◆ **ACTIVITY**:
Output each line of the material exactly as it stands.

◆ **PROVIDED MATERIAL**:
== Segment start ==

PR #284, opened 2021-07-13
chore: add tidy workflow

### LINKED ISSUE #282: Running tidy locally results in churn
I tried to run tidy locally after my latest PR, but it resulted in a lot of unrelated changes.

== Segment end ==

◆ **TASK RESPONSE**:
PR #284, opened 2021-07-13
chore: add tidy workflow

### LINKED ISSUE #282: Running tidy locally results in churn
I tried to run tidy locally after my latest PR, but it resulted in a lot of unrelated changes.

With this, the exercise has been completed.